Extract each line holding the word "constant" from the entries.
Segment Start: Entries provided
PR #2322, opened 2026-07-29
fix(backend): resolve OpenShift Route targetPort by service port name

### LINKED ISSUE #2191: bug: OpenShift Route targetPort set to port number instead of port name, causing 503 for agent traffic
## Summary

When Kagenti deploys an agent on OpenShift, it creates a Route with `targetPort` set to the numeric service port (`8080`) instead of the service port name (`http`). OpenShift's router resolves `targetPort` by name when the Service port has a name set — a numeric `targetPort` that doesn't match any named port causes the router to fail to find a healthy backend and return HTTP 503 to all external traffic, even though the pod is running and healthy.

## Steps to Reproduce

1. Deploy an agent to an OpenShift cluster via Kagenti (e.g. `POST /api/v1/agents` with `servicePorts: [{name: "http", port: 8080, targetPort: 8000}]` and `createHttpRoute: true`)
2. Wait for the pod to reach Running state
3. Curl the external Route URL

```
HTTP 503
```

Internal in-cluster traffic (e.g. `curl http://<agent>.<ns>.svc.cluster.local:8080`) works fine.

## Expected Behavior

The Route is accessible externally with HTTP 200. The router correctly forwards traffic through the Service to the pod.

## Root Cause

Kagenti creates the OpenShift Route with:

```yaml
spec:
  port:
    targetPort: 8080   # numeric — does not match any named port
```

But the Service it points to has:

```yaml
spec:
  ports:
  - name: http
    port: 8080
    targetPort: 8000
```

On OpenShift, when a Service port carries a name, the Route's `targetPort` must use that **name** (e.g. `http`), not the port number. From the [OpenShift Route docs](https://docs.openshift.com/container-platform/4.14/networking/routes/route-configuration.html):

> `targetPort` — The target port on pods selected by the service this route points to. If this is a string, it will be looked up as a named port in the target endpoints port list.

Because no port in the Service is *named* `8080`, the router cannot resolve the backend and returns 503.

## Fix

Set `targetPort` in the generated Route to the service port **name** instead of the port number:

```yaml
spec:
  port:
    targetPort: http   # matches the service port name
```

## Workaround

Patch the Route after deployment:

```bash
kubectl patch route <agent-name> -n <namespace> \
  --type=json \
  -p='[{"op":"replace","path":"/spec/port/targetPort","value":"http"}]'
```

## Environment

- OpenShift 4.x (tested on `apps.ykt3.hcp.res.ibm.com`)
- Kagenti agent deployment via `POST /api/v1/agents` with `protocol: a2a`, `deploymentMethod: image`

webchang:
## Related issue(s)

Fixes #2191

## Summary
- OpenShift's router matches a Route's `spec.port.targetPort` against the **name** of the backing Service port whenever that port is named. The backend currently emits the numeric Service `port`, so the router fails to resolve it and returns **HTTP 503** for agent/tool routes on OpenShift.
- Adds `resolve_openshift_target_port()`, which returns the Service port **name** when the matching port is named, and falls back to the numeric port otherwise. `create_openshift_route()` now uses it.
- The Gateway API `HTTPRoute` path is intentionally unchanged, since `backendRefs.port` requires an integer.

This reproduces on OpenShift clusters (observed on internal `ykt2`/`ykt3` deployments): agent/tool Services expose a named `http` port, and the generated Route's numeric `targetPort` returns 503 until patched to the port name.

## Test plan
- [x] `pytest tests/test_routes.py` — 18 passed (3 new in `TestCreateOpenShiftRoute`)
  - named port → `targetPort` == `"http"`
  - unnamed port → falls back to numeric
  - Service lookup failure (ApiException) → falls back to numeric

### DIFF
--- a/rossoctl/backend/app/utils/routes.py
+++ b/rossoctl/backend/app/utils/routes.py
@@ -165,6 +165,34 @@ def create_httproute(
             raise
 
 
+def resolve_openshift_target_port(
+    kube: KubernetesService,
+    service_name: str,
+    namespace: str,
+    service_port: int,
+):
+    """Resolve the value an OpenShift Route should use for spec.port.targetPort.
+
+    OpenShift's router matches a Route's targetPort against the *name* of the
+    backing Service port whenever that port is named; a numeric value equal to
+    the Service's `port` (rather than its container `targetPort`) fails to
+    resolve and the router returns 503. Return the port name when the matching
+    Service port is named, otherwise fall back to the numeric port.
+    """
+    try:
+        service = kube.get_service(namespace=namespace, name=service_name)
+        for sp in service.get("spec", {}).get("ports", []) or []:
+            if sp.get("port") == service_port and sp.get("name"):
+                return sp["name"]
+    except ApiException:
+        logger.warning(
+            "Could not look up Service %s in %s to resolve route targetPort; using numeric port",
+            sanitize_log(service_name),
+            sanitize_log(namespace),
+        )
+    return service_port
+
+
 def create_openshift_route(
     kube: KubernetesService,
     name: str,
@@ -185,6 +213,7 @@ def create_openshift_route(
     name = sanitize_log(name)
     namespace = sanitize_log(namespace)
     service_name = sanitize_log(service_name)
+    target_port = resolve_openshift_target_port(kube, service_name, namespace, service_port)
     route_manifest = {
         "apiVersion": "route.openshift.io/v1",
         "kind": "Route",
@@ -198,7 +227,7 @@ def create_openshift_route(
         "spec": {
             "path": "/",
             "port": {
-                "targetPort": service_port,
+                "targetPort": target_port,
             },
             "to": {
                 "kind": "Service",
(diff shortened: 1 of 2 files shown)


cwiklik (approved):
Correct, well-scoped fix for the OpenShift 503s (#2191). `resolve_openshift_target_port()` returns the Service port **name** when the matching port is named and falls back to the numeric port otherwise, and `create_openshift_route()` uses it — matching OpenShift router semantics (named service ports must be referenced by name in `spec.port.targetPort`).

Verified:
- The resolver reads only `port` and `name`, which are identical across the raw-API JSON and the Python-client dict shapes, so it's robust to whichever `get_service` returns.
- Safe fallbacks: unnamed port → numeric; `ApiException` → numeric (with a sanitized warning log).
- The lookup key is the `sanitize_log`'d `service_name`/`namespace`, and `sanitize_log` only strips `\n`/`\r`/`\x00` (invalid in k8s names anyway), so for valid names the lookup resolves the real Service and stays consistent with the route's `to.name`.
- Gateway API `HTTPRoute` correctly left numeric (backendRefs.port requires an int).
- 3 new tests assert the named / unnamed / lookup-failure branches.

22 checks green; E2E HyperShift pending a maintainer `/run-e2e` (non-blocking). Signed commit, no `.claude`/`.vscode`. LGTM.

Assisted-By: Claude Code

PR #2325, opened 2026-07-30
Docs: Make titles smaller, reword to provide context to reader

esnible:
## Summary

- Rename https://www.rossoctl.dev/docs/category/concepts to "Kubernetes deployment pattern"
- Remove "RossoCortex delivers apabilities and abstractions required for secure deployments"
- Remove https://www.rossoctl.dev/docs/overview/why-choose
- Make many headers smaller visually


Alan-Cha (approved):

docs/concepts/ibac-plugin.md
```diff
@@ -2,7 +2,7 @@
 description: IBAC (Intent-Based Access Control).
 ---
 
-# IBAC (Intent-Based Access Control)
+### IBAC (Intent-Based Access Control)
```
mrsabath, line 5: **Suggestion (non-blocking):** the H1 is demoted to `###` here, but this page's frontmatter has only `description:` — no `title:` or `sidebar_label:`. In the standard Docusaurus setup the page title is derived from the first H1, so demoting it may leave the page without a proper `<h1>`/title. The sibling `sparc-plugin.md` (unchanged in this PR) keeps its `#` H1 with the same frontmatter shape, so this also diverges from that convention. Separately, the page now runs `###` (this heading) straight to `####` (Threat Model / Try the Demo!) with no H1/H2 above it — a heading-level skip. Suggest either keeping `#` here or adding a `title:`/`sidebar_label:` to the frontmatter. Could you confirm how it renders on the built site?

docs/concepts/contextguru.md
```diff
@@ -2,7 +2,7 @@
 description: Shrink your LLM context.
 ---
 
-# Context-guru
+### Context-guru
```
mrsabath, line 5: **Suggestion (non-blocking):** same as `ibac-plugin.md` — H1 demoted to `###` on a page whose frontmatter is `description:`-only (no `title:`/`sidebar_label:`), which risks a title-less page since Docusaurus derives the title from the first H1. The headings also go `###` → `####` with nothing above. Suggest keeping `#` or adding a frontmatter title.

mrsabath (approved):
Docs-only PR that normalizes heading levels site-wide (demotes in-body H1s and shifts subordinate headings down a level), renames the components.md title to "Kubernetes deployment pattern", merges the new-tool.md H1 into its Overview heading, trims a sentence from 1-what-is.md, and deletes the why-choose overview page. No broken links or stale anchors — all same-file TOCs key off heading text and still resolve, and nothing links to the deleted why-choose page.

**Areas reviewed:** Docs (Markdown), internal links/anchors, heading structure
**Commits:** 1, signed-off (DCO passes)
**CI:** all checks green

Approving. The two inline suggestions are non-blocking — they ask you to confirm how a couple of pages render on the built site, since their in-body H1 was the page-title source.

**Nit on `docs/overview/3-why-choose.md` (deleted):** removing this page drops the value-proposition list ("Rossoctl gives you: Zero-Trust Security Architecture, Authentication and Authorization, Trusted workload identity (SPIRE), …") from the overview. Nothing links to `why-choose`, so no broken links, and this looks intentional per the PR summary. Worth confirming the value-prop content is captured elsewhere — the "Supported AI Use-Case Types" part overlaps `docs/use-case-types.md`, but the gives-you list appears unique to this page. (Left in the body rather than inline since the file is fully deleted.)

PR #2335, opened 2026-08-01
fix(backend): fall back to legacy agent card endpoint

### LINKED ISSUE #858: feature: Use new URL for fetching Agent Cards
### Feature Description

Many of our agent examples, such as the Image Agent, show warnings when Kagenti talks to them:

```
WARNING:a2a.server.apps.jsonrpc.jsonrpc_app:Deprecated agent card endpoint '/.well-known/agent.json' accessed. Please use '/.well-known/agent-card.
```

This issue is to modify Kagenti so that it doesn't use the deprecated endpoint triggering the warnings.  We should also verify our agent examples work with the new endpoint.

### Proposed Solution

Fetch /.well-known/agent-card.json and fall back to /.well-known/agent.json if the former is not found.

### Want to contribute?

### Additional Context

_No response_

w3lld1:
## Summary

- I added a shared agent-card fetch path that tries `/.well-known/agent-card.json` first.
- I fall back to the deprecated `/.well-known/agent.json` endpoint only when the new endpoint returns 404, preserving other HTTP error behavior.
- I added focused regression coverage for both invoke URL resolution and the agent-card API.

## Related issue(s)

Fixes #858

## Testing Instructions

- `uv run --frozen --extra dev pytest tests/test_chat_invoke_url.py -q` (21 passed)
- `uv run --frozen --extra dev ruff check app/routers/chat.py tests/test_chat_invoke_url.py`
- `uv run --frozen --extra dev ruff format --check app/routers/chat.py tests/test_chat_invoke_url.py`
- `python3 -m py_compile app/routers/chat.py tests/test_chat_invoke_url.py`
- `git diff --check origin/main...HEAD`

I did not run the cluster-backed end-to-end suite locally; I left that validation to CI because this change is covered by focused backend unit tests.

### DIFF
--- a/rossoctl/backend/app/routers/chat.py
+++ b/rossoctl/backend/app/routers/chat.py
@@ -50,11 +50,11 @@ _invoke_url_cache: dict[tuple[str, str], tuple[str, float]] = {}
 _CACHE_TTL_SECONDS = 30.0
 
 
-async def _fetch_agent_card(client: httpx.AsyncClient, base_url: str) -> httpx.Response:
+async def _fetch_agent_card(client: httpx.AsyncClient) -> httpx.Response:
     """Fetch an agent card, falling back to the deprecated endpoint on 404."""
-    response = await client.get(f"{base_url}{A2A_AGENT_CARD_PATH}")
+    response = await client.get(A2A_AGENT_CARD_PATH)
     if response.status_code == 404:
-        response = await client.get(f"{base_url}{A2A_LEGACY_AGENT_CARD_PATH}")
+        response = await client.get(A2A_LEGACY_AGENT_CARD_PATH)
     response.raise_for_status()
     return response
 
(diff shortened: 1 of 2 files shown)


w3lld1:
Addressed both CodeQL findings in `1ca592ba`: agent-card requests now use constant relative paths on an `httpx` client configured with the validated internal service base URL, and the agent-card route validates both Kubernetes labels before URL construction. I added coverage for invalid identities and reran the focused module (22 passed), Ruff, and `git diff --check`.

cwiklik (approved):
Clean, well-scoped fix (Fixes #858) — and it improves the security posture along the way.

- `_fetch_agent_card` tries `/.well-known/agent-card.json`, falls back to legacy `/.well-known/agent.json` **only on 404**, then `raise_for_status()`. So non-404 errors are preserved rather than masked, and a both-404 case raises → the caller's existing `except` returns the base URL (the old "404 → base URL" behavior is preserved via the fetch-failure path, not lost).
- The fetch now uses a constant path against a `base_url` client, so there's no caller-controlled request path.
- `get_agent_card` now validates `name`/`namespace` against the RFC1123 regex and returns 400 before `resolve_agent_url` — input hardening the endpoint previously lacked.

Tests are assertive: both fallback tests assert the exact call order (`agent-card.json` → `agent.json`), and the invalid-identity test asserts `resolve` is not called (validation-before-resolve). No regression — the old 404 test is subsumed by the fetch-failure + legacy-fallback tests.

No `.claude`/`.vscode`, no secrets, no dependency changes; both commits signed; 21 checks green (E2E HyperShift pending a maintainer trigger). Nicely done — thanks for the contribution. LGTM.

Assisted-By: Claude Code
Segment End: Entries provided
● **Completed exercise**:
Addressed both CodeQL findings in `1ca592ba`: agent-card requests now use constant relative paths on an `httpx` client configured with the validated internal service base URL, and the agent-card route validates both Kubernetes labels before URL construction. I added coverage for invalid identities and reran the focused module (22 passed), Ruff, and `git diff --check`.
- The fetch now uses a constant path against a `base_url` client, so there's no caller-controlled request path.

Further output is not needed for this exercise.